Middle Class Under Strain Amid Global Uncertainty, Manufacturing Seen as Key to Safeguarding Purchasing Power
Global uncertainty in the economy has risen sharply, now perceived to be three times the normal level over the past two decades, potentially eroding consumer confidence and squeezing Indonesia’s middle class. Enrico Tanuwijaya, ASEAN economist at UOB, said the global uncertainty index is currently at levels three times above normal, noting that the uncertainty diminishes willingness to spend even as the middle class is pressed by various incentives yet expected to stand on its own.
He said that the weakness in consumption is primarily from the mid-to-high-income group, which has traditionally driven domestic demand. “The demand-destroying factor is the mid-high segment. Car sales fall, and confidence declines. Labour-intensive sectors are being eroded,” he added.
Enrico regards manufacturing as the backbone of Indonesia’s economy, crucial for absorbing labour and sustaining consumption. During the commodity boom around 2012, the textile, footwear, and garment industries grew rapidly. Over the last decade, however, the contribution of these labour-intensive sectors has continued to decline. Conversely, the food and beverage (F&B) industry has increased its share of manufacturing from about 18% to 26.5%, though this sector is less labour-absorbing as it relies more on automation. “If we shift demand away from manufacturing, that is the key,” he said. “The problem now lies on the demand side.”
Data from the Indonesian Central Agency for Statistics (BPS) show the manufacturing sector remains the largest contributor to Indonesia’s GDP at around 18%-19%, but its growth has been moderating in recent years. Still, he is optimistic that Indonesia can become a mature and sustainable economy by 2035 if it can strengthen manufacturing, micro, small and medium-sized enterprises (MSMEs), and domestic purchasing power. “We still have a long runway of about ten years. Resilience must be built from now,” he said.
With a combination of fiscal policies, industrial protection, and financial literacy among the public, Indonesia is expected to weather global uncertainty while maintaining growth around 5% or higher. The government acknowledges pressure on the middle class. Secretary of the Coordinating Ministry for Economic Affairs, Susiwijono Moegiarso, said the number of middle-class households has declined since the pandemic, now around 17%. However, the number of aspiring middle-class households has risen, so combined they remain the mainstay of domestic consumption. He noted that about 54% of household consumption comes from this group, with household consumption itself accounting for more than half of Indonesia’s GDP. The Bureau of Statistics (BPS) put Indonesia’s economic growth for 2024-2025 at around 5%, with household consumption as the key driver.
“With 54% of household consumption and around 80% coming from the middle class, this group is very important,” Susiwijono said.
In parallel, the government has rolled out various measures to preserve purchasing power, including energy subsidies, wage subsidies, and credit programmes (Kredit Usaha Rakyat, KUR). “Demand-side support includes all these aids, with internship programmes also being continued,” he added. The government has also formed a task force to combat illegal imports and promote import substitution to protect domestic industry, particularly textiles and other labour-intensive products.

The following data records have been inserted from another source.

PR #1845, opened 2026-06-04
fix(doctor): resolve Windows storage paths under WSL

lost9999:
## Summary
- Add a small storage-path resolver for persisted Windows drive paths when doctor runs on non-Windows hosts such as WSL.
- Use that resolver in the `image_assets` doctor check instead of directly statting the persisted path.
- Add candidate-generation unit coverage for Windows drive paths, Windows runtime behavior, and native paths.

## Why
A brain can index images from a Windows host as paths like `D:/vault/image.jpg`. When `gbrain doctor` later runs under WSL, Node cannot stat that literal path even though the file exists at `/mnt/d/vault/image.jpg`. The previous `image_assets` check therefore reported all indexed images as missing and suggested `gbrain sync --skip-failed`, even though no asset was actually missing.

## Validation
- Local function smoke check:
  - `storagePathCandidates("D:/vault/image.jpg", "linux")` -> `["D:/vault/image.jpg", "/mnt/d/vault/image.jpg"]`
- Local live doctor against a WSL/Windows vault:
  - `image_assets`: `ok`, `248 image(s) all present on disk`
- `git diff --check` passed.

Note: this local WSL machine has a Bun 1.3.14 runner crash unrelated to this patch (`panic(main thread): Segmentation fault at address 0x0`) when invoking `bun test`; the included test is pure and should run under CI.

### DIFF
--- a/src/commands/doctor.ts
+++ b/src/commands/doctor.ts
@@ -41,6 +41,7 @@ import { lagFromContentMs } from '../core/source-health.ts';
 import { CHUNKER_VERSION } from '../core/chunkers/code.ts';
 import { LINK_EXTRACTOR_VERSION_TS } from '../core/link-extraction.ts';
 import { isUndefinedColumnError } from '../core/utils.ts';
+import { resolveExistingStoragePath } from '../core/path-resolve.ts';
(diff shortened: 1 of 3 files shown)


garrytan:

PR #1848, opened 2026-06-04
fix: updated personal brain tutorial to new Supabase UI

FilipHarald:
Thanks for this awesome project @garrytan .

I'm going through the tutorial now and it seems that some parts in tutorial are not up to date.

For me I got the connection string by the Navigation bar:
screenshot-2026-06-04_13-14-34

And there are now three options. I did not try with the session pooler, and I don't use Render atm, but it might work as well for the IPv4-problem. Anyway, transaction pooler seems to be what your tutorial was proposing before.
screenshot-2026-06-04_13-12-10


FilipHarald:
#1848 fixes this.

Issue #1779, opened 2026-06-02
Make the reasoning/expansion LLM configurable via provider recipes (parity with embedding providers)


danieltartaro:
Summary

gbrain already lets me choose my embedding provider from 16 recipes — I run llama-server:<model> against a local llama.cpp endpoint and it works great. But the reasoning LLM (multi-query expansion, extract-facts, the dream cycle, the Minions/jobs work worker) appears hardcoded to Anthropic Claude — ANTHROPIC_API_KEY is required and config show exposes no chat/reasoning model key. This asks for the reasoning tier to be configurable the same way embeddings already are.

Use case

The reasoning calls split cleanly into two latency classes:

Hot / interactive (query expansion when a human is waiting) — wants a fast, high-quality hosted model. Anthropic is a great default here.
Latency-tolerant batch (dream, extract-facts, overnight enrichment via the worker) — nobody is waiting. For these I want to run a local or cheaper model (e.g. a quantized OSS model behind an OpenAI-compatible endpoint like llama.cpp llama-server / llama-swap) for cost control and data locality, while keeping Anthropic for the hot path.

Right now the only way to get any of gbrain's cognition off Anthropic is to not use it — there's no "parallel"/secondary reasoning model.

Proposal

Mirror the embedding-provider design on the reasoning side:

Add a reasoning_model config key (optionally a separate expansion_model) resolved through the same recipe system that already powers embedding_model (llama-server:, openai:, litellm:, ollama:, …). Default = the current anthropic:claude-haiku-* so existing behavior is unchanged.
Honor an OpenAI-compatible base-URL override for the chat endpoint, exactly as embeddings already do (the LLAMA_SERVER_BASE_URL pattern).
Route expansion / extract-facts / dream / the Minions worker through the configured reasoning model instead of the hardcoded client.

Why this is low-risk

Default unchanged — Anthropic stays the out-of-box reasoning provider; this is purely additive and opt-in.
Same pattern you already shipped — the recipe + base-URL machinery exists for embeddings; this reuses it for chat/completions rather than inventing anything.
Unblocks the local-batch + cost + data-locality story without touching the interactive quality bar.

Precedent
You already did exactly this for embeddings — 16 provider recipes including local llama-server and ollama. This is the same treatment for the reasoning tier.
Happy to open a PR if you're open to the shape above.

time-attack:
[...]

Issue #1307, opened 2026-05-22
brainstorm/lsd cross-generation hardcoded to anthropic:claude-sonnet-4-6 — unrunnable without ANTHROPIC_API_KEY despite chat_model config


rvdlaar:
## Problem

On `0.39.0.0`, `gbrain brainstorm` and `gbrain lsd` are unrunnable on any stack that lacks `ANTHROPIC_API_KEY` — even with a valid `chat_model` set in `~/.gbrain/config.json` and even with `--judge-model` passed on the CLI.

## Repro

```bash
# Config: local llama-server for embeds, openrouter for chat
$ cat ~/.gbrain/config.json
{
  "chat_model": "openrouter:openai/gpt-oss-120b",
  "embedding_model": "llama-server:embeddinggemma",
  ...
}
$ env | grep -E '^(ANTHROPIC|OPENROUTER)_API_KEY'
OPENROUTER_API_KEY=sk-or-...
# ANTHROPIC_API_KEY: absent

$ gbrain brainstorm "test question" --limit 4
[brainstorm] WARN: cross [a/b] × [c/d] failed: [chat(openrouter:claude-sonnet-4-6)] claude-sonnet-4-6 is not a valid model ID
... (all 16 crosses fail identically)
brainstorm: no ideas generated across 4 crosses.
```

## Root cause — three compounding issues

1. **Cross-generation hardcode** (`src/core/brainstorm/orchestrator.ts:501`):
   ```ts
   const modelStr = opts.modelOverride ?? 'anthropic:claude-sonnet-4-6';
   ```
   `opts.modelOverride` is never set from the CLI — the `--judge-model` flag only feeds `opts.judgeModel` which is then forwarded ONLY into the judge phase (line 810). The cross-generation phase (line 686: `let crossModel = modelStr`) sees the hardcode unchanged.

2. **`chat_model` config is bypassed by the hardcode.** The orchestrator's `modelStr` falls back to a string literal rather than to the gateway-configured chat model. So setting `chat_model: openrouter:openai/gpt-oss-120b` in config does nothing for brainstorm.

3. **Buggy `anthropic:` → `openrouter:` provider rewrite.** When `ANTHROPIC_API_KEY` is missing but `OPENROUTER_API_KEY` is present, the gateway rewrites the provider prefix but keeps the bare model id, producing `openrouter:claude-sonnet-4-6`. OpenRouter's catalog uses `anthropic/claude-sonnet-4.6` — the bare id is rejected.

[...]

PR #1854, opened 2026-06-04
fix: 5 Ollama compatibility fixes for local-first usage

starm2010:
## Problem

Several features break when using Ollama or other local inference providers instead of Anthropic:

1. **`--max-cost` hard-fails for brainstorm/lsd**: `lookupPricing` returns `null` for local chat providers (Ollama, llama-server), causing budget-gated operations to fail even though the user explicitly configured a free local provider.

2. **Numeric idea IDs crash brainstorm judges**: Some models (e.g. Kimi K2 via Ollama) return numeric `id` fields in idea JSON instead of the expected string format like `"Idea 01"`, causing validation to silently reject all ideas.

3. **False `NO_ANTHROPIC_API_KEY` warning**: The warning fires even when the user has Ollama or OpenRouter configured — it's only relevant for the Anthropic provider.

4. **Unhelpful "no LLM available" message**: The error message only mentions `anthropic_api_key`, not the other config options (`chat_model`, `expansion_model`) that are the correct way to configure non-Anthropic providers.

5. **Ollama recipe missing chat/expansion touchpoints**: The Ollama recipe only defines embedding touchpoints. Without chat and expansion, the recipe system cannot route reasoning calls to Ollama, and `supports_tools` is not declared.

## Solution

1. Add `FREE_LOCAL_CHAT_PROVIDERS` set (parallel to existing `FREE_LOCAL_EMBED_PROVIDERS`) — returns zero pricing for local chat providers, fixing `--max-cost` budget checks.

2. Coerce numeric `id` to string format (`5` → `"Idea 05"`) in `validateIdeaShape` before the string type check.

3. Scope `NO_ANTHROPIC_API_KEY` warning to only fire when `providerId === 'anthropic'`.

4. Update "no LLM available" message to mention `chat_model`, `expansion_model`, or `anthropic_api_key`.

5. Add `chat` and `expansion` touchpoints to the Ollama recipe with generic models (`llama3.3`, `qwen3`, `deepseek-r1`), `supports_tools: true`, and zero cost.

## Testing

- TypeScript compiles cleanly (`tsc --noEmit` passes)
- No debug/temporary code included
- Backward compatible — all changes are additive; existing defaults unchanged

## Related Issues

Related to #1307 (hardcoded Anthropic model in brainstorm)
Related to #1779 (configurable reasoning/expansion LLM via recipes)

### DIFF
--- a/src/core/ai/recipes/ollama.ts
+++ b/src/core/ai/recipes/ollama.ts
@@ -21,6 +21,20 @@ export const ollama: Recipe = {
       // OLLAMA_NUM_PARALLEL config; no static cap to declare. v0.32 (#779).
       no_batch_cap: true,
     },
+    chat: {
+      models: ['llama3.3', 'qwen3', 'deepseek-r1'],
+      supports_tools: true,
+      supports_subagent_loop: false,
+      supports_prompt_cache: false,
+      cost_per_1m_input_usd: 0,
+      cost_per_1m_output_usd: 0,
+      price_last_verified: '2026-06-02',
+    },
+    expansion: {
+      models: ['llama3.3', 'qwen3', 'deepseek-r1'],
+      cost_per_1m_tokens_usd: 0,
+      price_last_verified: '2026-06-02',
+    },
   },
   setup_hint: 'Install Ollama from https://ollama.ai, then `ollama pull nomic-embed-text` and `ollama serve`.',
 };
--- a/src/core/brainstorm/judges.ts
+++ b/src/core/brainstorm/judges.ts
@@ -361,6 +361,11 @@ function isAxisScoreInRange(n: unknown): n is number {
 function validateIdeaShape(raw: unknown): { id: string; scores: JudgeAxisScores; note: string } | null {
   if (typeof raw !== 'object' || raw === null) return null;
   const r = raw as Record<string, unknown>;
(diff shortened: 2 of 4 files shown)


starm2010:
Friendly ping — this PR has been open for 6 weeks with no review. The underlying issues are still live on master:

- `--max-cost` crashes with local providers (Ollama/llama-server return null from `lookupPricing`)
- Numeric idea IDs from models like Kimi K2 crash brainstorm judges
- `brainstorm`/`lsd` hardcoded to `anthropic:claude-sonnet-4-6` (issue #1307 still OPEN)

Both PRs (#1854 and #1855) are mergeable with no conflicts. Happy to make any adjustments if there's feedback. Thanks for the great work on gbrain!

time-attack:
Thanks for the local-first testing — real usage reports like this are valuable. Closing as filed, though: five unrelated changes in one PR with no tests, and two of them are already stale (master's `think` path now distinguishes MODEL_NOT_USABLE from NO_ANTHROPIC_API_KEY via a model probe, with different message text). The Ollama recipe chat/expansion touchpoints are provider surface we're not adding, and the numeric-id coercion invents an ordering rather than fixing the prompt contract. Item 1 alone — `FREE_LOCAL_CHAT_PROVIDERS` so `--max-cost` doesn't hard-fail on local chat providers — is a genuine bug that's still present on master; a small standalone PR with one test for just that would be considered on its merits.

On the global trade front, the government is aiming to cut export tariffs to zero for the European Union under the IEU-CEPA agreement, effective 1 January 2027. Implementing this trade deal is expected to bolster the domestic industry which has been under pressure. “Why are textiles and apparels moving to Vietnam? Because they have zero tariffs. We hope that once we join, the implementation by 1 January 2027 means our tariffs will be zero and that could boost the sector,” he said.
In the same discussion, Emilya Soesanto, Deposit, Wealth Management, and Training Head at UOB Indonesia, assessed that Indonesia’s middle class is increasingly vulnerable. The UOB ASEAN Consumer Sentiment Study (ACSS) 2025 shows 37% of middle-income households earning Rp6-10 million per month are cutting back on investments, a larger share than those increasing their investment (24%). In the same group, 22% are reducing their allocations to insurance, compared with 11% who are increasing insurance. “This may reflect rising essential needs. When essentials rise, room for investment and insurance shrinks,” she noted.
However, the opposite trend is seen among mass affluent groups earning Rp10-60 million per month, where 38% are increasing investment allocations versus 19% reducing them. She emphasised the importance of an emergency fund in times of volatility. Today’s middle class aged 17-40 appears more aware of the need for such reserves. “An emergency fund is money set aside, not money left over. It is crucial in a period of high uncertainty.” She added that disciplined investment strategies matter more than merely following trends, and routine investing methods such as dollar-cost averaging are more effective than trying to time the market.